▶ _WHAT THIS TASK INVOLVES_:
Extract each line holding the word "returned" from the entries.
★ ★ ★ ★
PR #585, opened 2019-10-07
encryption: add migration controller

sttts:


pkg/operator/encryption/migration_controller.go
```diff
@@ -0,0 +1,364 @@
...
+
+import (
+	"context"
+	"encoding/json"
+	"fmt"
+	"reflect"
+	"strings"
+	"time"
+
+	"github.com/openshift/library-go/pkg/operator/resource/resourceapply"
```
p0lyn0mial: nit: group imports

PR #588, opened 2019-10-08
encryption: add prune controller

sttts:
This include a getDesiredEncryptionState cleanup with:

- move encryption config into the focus, secrets only give additional info about migration
- by that handle missing secrets (don't panic as before)
- fix bug that all existing keys are added as read keys
- in STEP 2, only add missing read-keys, never drop. We only drop in the last step after migration has finished. This makes us resilient to secret deletion. Conversely, when the config is deleted and we still have the secrets (and the resource list did not change, during upgrade it is a bad time to delete the config), we can reconstruct the config.
- added getDesiredEncryptionState unit tests
- make getDesiredEncryptionState handle nil configs correctly
- add state controller

### DIFF
--- a/pkg/operator/encryption/prune_controller.go
+++ b/pkg/operator/encryption/prune_controller.go
@@ -106,13 +106,12 @@ func (c *pruneController) sync() error {
 }
 
 func (c *pruneController) deleteOldMigratedSecrets() error {
-	_, desiredEncryptionConfig, _, err := getEncryptionConfigAndState(c.podClient, c.secretClient, c.targetNamespace, c.encryptionSecretSelector, c.encryptedGRs)
+	_, desiredEncryptionConfig, isProgressingReason, err := getEncryptionConfigAndState(c.podClient, c.secretClient, c.targetNamespace, c.encryptionSecretSelector, c.encryptedGRs)
 	if err != nil {
 		return err
 	}
-	// do not try to delete anything during a transition state
-	if len(desiredEncryptionConfig) == 0 {
-		// we are woken up when the pods or secrets change
+	if len(isProgressingReason) > 0 {
+		c.queue.AddAfter(migrationWorkKey, 2*time.Minute)
 		return nil
 	}
 
--- a/pkg/operator/encryption/prune_controller.go
+++ b/pkg/operator/encryption/prune_controller.go
@@ -1,0 +1,227 @@
+package encryption
+
+import (
+	"fmt"
+	"sort"
+	"time"
+
+	corev1 "k8s.io/api/core/v1"
+	"k8s.io/apimachinery/pkg/api/errors"
+	metav1 "k8s.io/apimachinery/pkg/apis/meta/v1"
+	"k8s.io/apimachinery/pkg/runtime/schema"
+	utilerrors "k8s.io/apimachinery/pkg/util/errors"
+	utilruntime "k8s.io/apimachinery/pkg/util/runtime"
+	"k8s.io/apimachinery/pkg/util/sets"
+	"k8s.io/apimachinery/pkg/util/wait"
+	corev1client "k8s.io/client-go/kubernetes/typed/core/v1"
+	"k8s.io/client-go/tools/cache"
+	"k8s.io/client-go/util/workqueue"
+	"k8s.io/klog"
+
+	operatorv1 "github.com/openshift/api/operator/v1"
+	"github.com/openshift/cluster-kube-apiserver-operator/pkg/operator/operatorclient"
+	"github.com/openshift/library-go/pkg/operator/events"
+	operatorv1helpers "github.com/openshift/library-go/pkg/operator/v1helpers"
+)
+
+const (
+	pruneWorkKey        = "key"
+	keepNumberOfSecrets = 10
+)
+
+// pruneController prevents an unbounded growth of old encryption keys.
+// For a given resource, if there are more than ten keys which have been migrated,
+// this controller will delete the oldest migrated keys until there are ten migrated
+// keys total.  These keys are safe to delete since no data in etcd is encrypted using
+// them.  Keeping a small number of old keys around is meant to help facilitate
+// decryption of old backups (and general precaution).
+type pruneController struct {
+	operatorClient operatorv1helpers.StaticPodOperatorClient
+
+	queue         workqueue.RateLimitingInterface
+	eventRecorder events.Recorder
+
+	preRunCachesSynced []cache.InformerSynced
+
+	encryptedGRs map[schema.GroupResource]bool
+
+	targetNamespace          string
+	encryptionSecretSelector metav1.ListOptions
+
+	podClient    corev1client.PodsGetter
+	secretClient corev1client.SecretsGetter
+}
+
+func newPruneController(
+	targetNamespace string,
+	operatorClient operatorv1helpers.StaticPodOperatorClient,
+	kubeInformersForNamespaces operatorv1helpers.KubeInformersForNamespaces,
+	podClient corev1client.PodsGetter,
+	secretClient corev1client.SecretsGetter,
+	encryptionSecretSelector metav1.ListOptions,
+	eventRecorder events.Recorder,
+	encryptedGRs map[schema.GroupResource]bool,
+) *pruneController {
+	c := &pruneController{
+		operatorClient: operatorClient,
+
+		queue:         workqueue.NewNamedRateLimitingQueue(workqueue.DefaultControllerRateLimiter(), "EncryptionPruneController"),
+		eventRecorder: eventRecorder.WithComponentSuffix("encryption-prune-controller"), // TODO unused
+
+		encryptedGRs:    encryptedGRs,
+		targetNamespace: targetNamespace,
+
+		encryptionSecretSelector: encryptionSecretSelector,
+		podClient:                podClient,
+		secretClient:             secretClient,
+	}
+
+	c.preRunCachesSynced = setUpAllEncryptionInformers(operatorClient, targetNamespace, kubeInformersForNamespaces, c.eventHandler())
+
+	return c
+}
+
+func (c *pruneController) sync() error {
+	if ready, err := shouldRunEncryptionController(c.operatorClient); err != nil || !ready {
+		return err // we will get re-kicked when the operator status updates
+	}
+
+	configError := c.deleteOldMigratedSecrets()
+
+	// update failing condition
+	cond := operatorv1.OperatorCondition{
+		Type:   "EncryptionPruneControllerDegraded",
+		Status: operatorv1.ConditionFalse,
+	}
+	if configError != nil {
+		cond.Status = operatorv1.ConditionTrue
+		cond.Reason = "Error"
+		cond.Message = configError.Error()
+	}
+	if _, _, updateError := operatorv1helpers.UpdateStaticPodStatus(c.operatorClient, operatorv1helpers.UpdateStaticPodConditionFn(cond)); updateError != nil {
+		return updateError
+	}
+
+	return configError
+}
+
+func (c *pruneController) deleteOldMigratedSecrets() error {
+	_, desiredEncryptionConfig, _, err := getEncryptionConfigAndState(c.podClient, c.secretClient, c.targetNamespace, c.encryptionSecretSelector, c.encryptedGRs)
+	if err != nil {
+		return err
+	}
+	// do not try to delete anything during a transition state
+	if len(desiredEncryptionConfig) == 0 {
+		// we are woken up when the pods or secrets change
+		return nil
+	}
+
+	usedSecrets := make([]*corev1.Secret, 0, len(desiredEncryptionConfig))
+	for _, grKeys := range desiredEncryptionConfig {
+		usedSecrets = append(usedSecrets, grKeys.readSecrets...)
+	}
+
+	allkeys, err := c.secretClient.Secrets(operatorclient.GlobalMachineSpecifiedConfigNamespace).List(c.encryptionSecretSelector)
+	if err != nil {
+		return err
+	}
+
+	// sort by keyID
+	encryptionSecrets := make([]*corev1.Secret, 0, len(allkeys.Items))
+	for _, s := range allkeys.Items {
+		encryptionSecrets = append(encryptionSecrets, s.DeepCopy()) // don't use &s because it constant through-out the loop
+	}
+	sort.Slice(encryptionSecrets, func(i, j int) bool {
+		// it is fine to ignore the validKeyID bool here because we filtered out invalid secrets in the loop above
+		iKeyID, _ := secretToKeyID(encryptionSecrets[i])
+		jKeyID, _ := secretToKeyID(encryptionSecrets[j])
+		return iKeyID > jKeyID
+	})
+
+	var deleteErrs []error
+	skippedKeys := 0
+	for _, s := range encryptionSecrets {
+		if hasSecret(usedSecrets, *s) {
+			continue
+		}
+
+		// skip the most recent unused secrets around
+		if skippedKeys < keepNumberOfSecrets {
+			skippedKeys++
+			continue
+		}
+
+		// any secret that isn't a read key isn't used.  just delete them.
+		// two phase delete: finalizer, then delete
+
+		// remove our finalizer if it is present
+		secret := s.DeepCopy()
+		if finalizers := sets.NewString(secret.Finalizers...); finalizers.Has(encryptionSecretFinalizer) {
+			delete(finalizers, encryptionSecretFinalizer)
+			secret.Finalizers = finalizers.List()
+			var updateErr error
+			secret, updateErr = c.secretClient.Secrets(operatorclient.GlobalMachineSpecifiedConfigNamespace).Update(secret)
+			deleteErrs = append(deleteErrs, updateErr)
+			if updateErr != nil {
+				continue
+			}
+		}
+
+		// remove the actual secret
+		if err := c.secretClient.Secrets(operatorclient.GlobalMachineSpecifiedConfigNamespace).Delete(secret.Name, nil); err != nil {
+			deleteErrs = append(deleteErrs, err)
+		} else {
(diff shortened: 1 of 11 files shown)


pkg/operator/encryption/state.go
```diff
@@ -43,175 +45,241 @@ func getCurrentEncryptionConfig(secrets corev1client.SecretInterface, revision s
...
 
+	//
+	// STEP 2: verify to have all necessary read-keys. If not, deploy and wait for stability.
+	//
+	// Note: only keysWithPotentiallyPersistedData are considered. There might be more which are not pruned yet by the pruning controller.
+	//
+	// TODO: allow removing resources (e.g. on downgrades) and transition back to identity.
+	// TODO: if the operand namespace gets deleted, this code causes us to go through a cycle of identity as the write key
 	allReadSecretsAsExpected := true
+	currentlyEncryptedGRs := make([]schema.GroupResource, 0, len(desiredEncryptionState))
```
p0lyn0mial: `currentlyEncryptedGRs` could be calculated from `desiredEncryptionState` before adding `toBeEncryptedGRs`

pkg/operator/encryption/state.go
```diff
@@ -43,175 +45,241 @@ func getCurrentEncryptionConfig(secrets corev1client.SecretInterface, revision s
...
+	for gr := range getGRsActualKeys(oldEncryptionConfig) {
+		currentlyEncryptedGRs = append(currentlyEncryptedGRs, gr)
+	}
+	expectedReadSecrets := keysWithPotentiallyPersistedData(currentlyEncryptedGRs, encryptionSecrets)
```
p0lyn0mial: okay, so this is an improvement, we take all the keys up that haven't been used for migration and additionally the one that has been used.

pkg/operator/encryption/state.go
```diff
@@ -43,175 +45,241 @@ func getCurrentEncryptionConfig(secrets corev1client.SecretInterface, revision s
...
-	// TODO if the operand namespace gets deleted, this code causes us to go through a cycle of identity as the write key
 	if !allReadSecretsAsExpected {
 		klog.V(4).Infof("not all read secrets in sync")
-		for gr := range encryptionState {
-			grState := encryptionState[gr]
-			grState.readSecrets = encryptionSecrets
-			encryptionState[gr] = grState
+		for gr := range desiredEncryptionState {
+			grState := desiredEncryptionState[gr]
+			// TODO: here we might lose read key if the "wrong" secrets are deleted
```
p0lyn0mial: what do you mean by that? The secrets are protected by a finalizer.

pkg/operator/encryption/state.go
```diff
@@ -43,175 +45,241 @@ func getCurrentEncryptionConfig(secrets corev1client.SecretInterface, revision s
...
 	}
 
-	// at this point all of our read and write secrets are the same.  We need to inspect the write secret to
-	// ensure that it has all the expect resources listed as having been migrated.  If this is true, then we
-	// can prune the read secrets down to a single entry.
+	//
+	// STEP 4: with consistent read-keys and write-keys, remove every read-key other than the write-key.
+	//
+	// Note: because read-keys are consistent, currentlyEncryptedGRs equals toBeEncryptedGRs
+	allMigrated, _, reason := migratedFor(currentlyEncryptedGRs, writeSecret)
```
p0lyn0mial: is this needed? I think that `expectedReadSecrets` will hold only `writeSecret` when read-keys are consistent.

pkg/operator/encryption/state.go
```diff
@@ -43,175 +45,241 @@ func getCurrentEncryptionConfig(secrets corev1client.SecretInterface, revision s
...
-			foundCount++
+	if len(missing) > 0 {
+		return false, missing, fmt.Sprintf("secret(s) %s misses resource %s among migrated resources", s.Name, strings.Join(missingStrings, ","))
+	}
+
+	return true, nil, ""
+}
+
+// keysWithPotentiallyPersistedData returns the minimal, recent secrets which have migrated all given GRs.
+func keysWithPotentiallyPersistedData(grs []schema.GroupResource, recentFirstSortedSecrets []*corev1.Secret) []*corev1.Secret {
```
p0lyn0mial: so this function actually`prunes/trims/removes/filters` keys that are no longer needed.

pkg/operator/encryption/state.go
```diff
@@ -43,175 +45,241 @@ func getCurrentEncryptionConfig(secrets corev1client.SecretInterface, revision s
...
-		klog.V(4).Infof("write secret %s is missing migrated resources expected=%s, actual=%s", writeSecret.Name, allResources, migratedResources.Resources)
-		return encryptionState
+	return recentFirstSortedSecrets
+}
+
+func encryptionConfigToEncryptionState(targetNamespace string, c *apiserverconfigv1.EncryptionConfiguration) groupResourcesState {
+	// convert old config to the base of desired state
+	// TODO: fix case with missing secrets (now panics below in hasSecrets)
+	s := groupResourcesState{}
+	currentlyEncryptedGRs := make([]schema.GroupResource, 0, len(s))
```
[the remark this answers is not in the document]
sttts: yes. Fixed in follow-up

pkg/operator/encryption/state.go
```diff
@@ -43,175 +45,241 @@ func getCurrentEncryptionConfig(secrets corev1client.SecretInterface, revision s
...
-	// if we did not find migration indications for all resources, then just wait until we do
-	if foundCount != len(allResources) {
-		klog.V(4).Infof("write secret %s is missing migrated resources expected=%s, actual=%s", writeSecret.Name, allResources, migratedResources.Resources)
-		return encryptionState
+	return recentFirstSortedSecrets
+}
+
+func encryptionConfigToEncryptionState(targetNamespace string, c *apiserverconfigv1.EncryptionConfiguration) groupResourcesState {
+	// convert old config to the base of desired state
+	// TODO: fix case with missing secrets (now panics below in hasSecrets)
```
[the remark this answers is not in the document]
sttts: no, removed in follow-up commit

pkg/operator/encryption/state.go
```diff
@@ -43,175 +45,241 @@ func getCurrentEncryptionConfig(secrets corev1client.SecretInterface, revision s
...
-//   2. Once every resource honors every key, the write key should be the latest key available
-//   3. Once every resource honors the same write key AND that write key has migrated every requested resource,
-//      all non-write keys should be removed.
+//
+// 1. every GR must honor read-key with potentially written data.
+// 2. if (1) is the case, the write-key must be the most recent key.
+// 3. if (1) and (2) are the case, all non-write keys should be removed.
 // TODO unit tests
-func getDesiredEncryptionState(encryptionConfig *apiserverconfigv1.EncryptionConfiguration, targetNamespace string, encryptionSecretList *corev1.SecretList, encryptedGRs map[schema.GroupResource]bool) groupResourcesState {
+func getDesiredEncryptionState(oldEncryptionConfig *apiserverconfigv1.EncryptionConfiguration, targetNamespace string, encryptionSecretList *corev1.SecretList, toBeEncryptedGRs map[schema.GroupResource]bool) groupResourcesState {
```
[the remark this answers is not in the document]
sttts: done already in follow-up :)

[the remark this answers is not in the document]
sttts: I don't like "actual"

pkg/operator/encryption/state.go
```diff
@@ -43,175 +45,241 @@ func getCurrentEncryptionConfig(secrets corev1client.SecretInterface, revision s
...
 	}
+	encryptionSecrets = sortRecentFirst(encryptionSecrets)
 
-	// see if any resource is missing and properly reflect that state so that
-	// we will add the read keys and take it through the transition correctly.
-	for gr := range encryptedGRs {
-		if _, ok := encryptionState[gr]; !ok {
-			encryptionState[gr] = keysState{
+	// add new resources without keys. These resources will trigger STEP 2.
+	for gr := range toBeEncryptedGRs {
```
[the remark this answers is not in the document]
sttts: see follow-up commit

pkg/operator/encryption/state.go
sttts: could, but why?

pkg/operator/encryption/state.go
sttts: fixed in last commit

pkg/operator/encryption/state.go
sttts: but the write key could be set without having finished the migration.

pkg/operator/encryption/state.go
sttts: yes, it takes the prefix of keys (starting with most recent) until it finds one which is migration key

pkg/operator/encryption/prune_controller.go
```diff
@@ -0,0 +1,226 @@
...
+	}
+	if _, _, updateError := operatorv1helpers.UpdateStaticPodStatus(c.operatorClient, operatorv1helpers.UpdateStaticPodConditionFn(cond)); updateError != nil {
+		return updateError
+	}
+
+	return configError
+}
+
+func (c *pruneController) deleteOldMigratedSecrets() error {
+	_, encryptionState, _, err := getEncryptionConfigAndState(c.podClient, c.secretClient, c.targetNamespace, c.encryptionSecretSelector, c.encryptedGRs)
```
p0lyn0mial: `encryptionState` represents the desired encryption config, not the actual one, wouldn't it be better to examine the actual encryption config? (the first returned arg)

pkg/operator/encryption/prune_controller.go
```diff
@@ -0,0 +1,226 @@
...
+	if err != nil {
+		return err
+	}
+	// do not try to delete anything during a transition state
+	if len(encryptionState) == 0 {
+		c.queue.AddAfter(pruneWorkKey, 2*time.Minute)
```
p0lyn0mial: does it make sense? If `encryptionState == 0` there are no secrets and this controller will be notified anyway as soon as a secret will be added.

pkg/operator/encryption/prune_controller.go
```diff
@@ -0,0 +1,226 @@
...
+	sort.Slice(encryptionSecrets, func(i, j int) bool {
+		// it is fine to ignore the validKeyID bool here because we filtered out invalid secrets in the loop above
+		iKeyID, _ := secretToKeyID(encryptionSecrets[i])
+		jKeyID, _ := secretToKeyID(encryptionSecrets[j])
+		return iKeyID > jKeyID
+	})
+
+	var deleteErrs []error
+	skippedKeys := 0
+	for _, s := range encryptionSecrets {
```
p0lyn0mial: do we want to collect and dump (to the log file) the number of keys that were deleted?

pkg/operator/encryption/prune_controller_test.go
```diff
@@ -0,0 +1,235 @@
...
+	apiserverconfigv1 "k8s.io/apiserver/pkg/apis/config/v1"
+	"k8s.io/client-go/kubernetes/fake"
+	clientgotesting "k8s.io/client-go/testing"
+
+	operatorv1 "github.com/openshift/api/operator/v1"
+	"github.com/openshift/library-go/pkg/operator/events"
+	"github.com/openshift/library-go/pkg/operator/v1helpers"
+)
+
+func TestEncryptionPruneController(t *testing.T) {
```
p0lyn0mial: drop `encryption` from the name of the test :) ?

pkg/operator/encryption/prune_controller_test.go
```diff
@@ -0,0 +1,235 @@
...
+				all := []*corev1.Secret{}
+				all = append(all, createMigratedEncryptionKeySecretsWithRndKey(t, 10, ns, "secrets")...)
+				all = append(all, createEncryptionKeySecretWithRawKey(ns, nil, 11, []byte("cfbbae883984944e48d25590abdfd300")))
+				return all
+			}(),
+			expectedActions: []string{"list:pods:kms", "get:secrets:kms", "list:secrets:openshift-config-managed", "list:secrets:openshift-config-managed"},
+		},
+
+		{
+			name:            "14 keys were migrated, 1 of them is used, 10 are kept, 3 most recent are pruned",
```
p0lyn0mial: `the 3 oldest are removed` not `the most recent`

pkg/operator/encryption/prune_controller_test.go
```diff
@@ -0,0 +1,235 @@
...
+				schema.GroupResource{Group: "", Resource: "secrets"}: true,
+			},
+			initialSecrets: createMigratedEncryptionKeySecretsWithRndKey(t, 14, "kms", "secrets"),
+			expectedActions: []string{
+				"list:pods:kms",
+				"get:secrets:kms",
+				"list:secrets:openshift-config-managed",
+				"list:secrets:openshift-config-managed",
+				"update:secrets:openshift-config-managed",
+				"delete:secrets:openshift-config-managed",
```
p0lyn0mial: it would be nice if we could include the name of the deleted resource.

pkg/operator/encryption/prune_controller.go
```diff
@@ -0,0 +1,226 @@
...
+	for _, grKeys := range encryptionState {
+		usedSecrets = append(usedSecrets, grKeys.readSecrets...)
+	}
+
+	allkeys, err := c.secretClient.Secrets(operatorclient.GlobalMachineSpecifiedConfigNamespace).List(c.encryptionSecretSelector)
+	if err != nil {
+		return err
+	}
+
+	// sort by keyID
```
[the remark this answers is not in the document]
sttts: will leave it now. I would like to make a package split when we have everything merged. Then we will improve structure.

pkg/operator/encryption/state_test.go
```diff
@@ -0,0 +1,876 @@
...
+			args{
+				createEncryptionCfgNoWriteKey("1", "NzFlYTdjOTE0MTlhNjhmZDEyMjRmODhkNTAzMTZiNGU=", "configmaps", "secrets"),
+				"kms",
+				nil,
+				[]schema.GroupResource{{Group: "", Resource: "configmaps"}, {Group: "", Resource: "secrets"}},
+			},
+			outputMatchingInputConfig,
+		},
+		{
+			"config exists with only one resource => 2nd resource is added",
```
p0lyn0mial: good test

pkg/operator/encryption/state_test.go
```diff
@@ -0,0 +1,876 @@
...
+									Name:   "1",
+									Secret: base64.StdEncoding.EncodeToString([]byte("71ea7c91419a68fd1224f88d50316b4e")),
+								}},
+							},
+						}},
+					},
+				}}),
+		},
+		{
+			"no config, multiple secrets exists, some migrated => config is recreated, with identity as write key",
```
p0lyn0mial: this essentially turns off the encryption - this is something we would like to fix.

pkg/operator/encryption/prune_controller.go
sttts: If somebody deletes something from the config, or applies with one from the backup, we would prune key that we still need for recovery.

Inverse question: is it bad to use the desired config?

A key not used in the desired config was not returned by `keysWithPotentiallyPersistedData`. Hence, every key we delete here won't have influence on the next call of `getDesiredEncryptionState` and hence we don't influence the state machine.

pkg/operator/encryption/state_test.go
```diff
@@ -0,0 +1,876 @@
...
+									Name:   "3",
+									Secret: base64.StdEncoding.EncodeToString([]byte("3cbfbe7d76876e076b076c659cd895ff")),
+								}},
+							},
+						}},
+					},
+				}}),
+		},
+		{
+			"config exists, only some secret is missing => missing secret is not used as write key, but next most-recent key is",
```
p0lyn0mial: this is a very good test

pkg/operator/encryption/state_test.go
```diff
@@ -0,0 +1,876 @@
...
+						},
+					}},
+				"kms",
+				[]*corev1.Secret{
+					createEncryptionKeySecretWithRawKey("kms", nil, 5, []byte("55b5bcbc85cb857c7c07c56c54983cbcd")),
+				},
+				[]schema.GroupResource{{Group: "", Resource: "configmaps"}, {Group: "", Resource: "secrets"}},
+			},
+			equalsConfig(&apiserverconfigv1.EncryptionConfiguration{
+				// 4 is becoming new write key, not 5!
```
p0lyn0mial: rm the comment

pkg/operator/encryption/prune_controller.go
sttts: also the case of `APIServerRevisionNotConverged`. But we watch the pods and should be notified through them. I think we can safely remove this.

pkg/operator/encryption/state_test.go
```diff
@@ -0,0 +1,876 @@
...
+							},
+						}, {
+							Identity: &apiserverconfigv1.IdentityConfiguration{},
+						}},
+					},
+				},
+			}),
+		},
+		{
+			"config exists, read+write keys are consistent, migrated => old read-keys are pruned",
```
p0lyn0mial: this test answers my previous question.

pkg/operator/encryption/prune_controller.go
sttts: done

pkg/operator/encryption/prune_controller_test.go
sttts: 🎉

pkg/operator/encryption/prune_controller_test.go
sttts: done

pkg/operator/encryption/prune_controller_test.go
sttts: follow-up. Wasn't that your test? :-)

pkg/operator/encryption/state_test.go
sttts: just temporarily, which is ok'ish I think.

pkg/operator/encryption/state_test.go
sttts: done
★ ★ ★ ★
▶ _RESULT_:
p0lyn0mial: `encryptionState` represents the desired encryption config, not the actual one, wouldn't it be better to examine the actual encryption config? (the first returned arg)
A key not used in the desired config was not returned by `keysWithPotentiallyPersistedData`. Hence, every key we delete here won't have influence on the next call of `getDesiredEncryptionState` and hence we don't influence the state machine.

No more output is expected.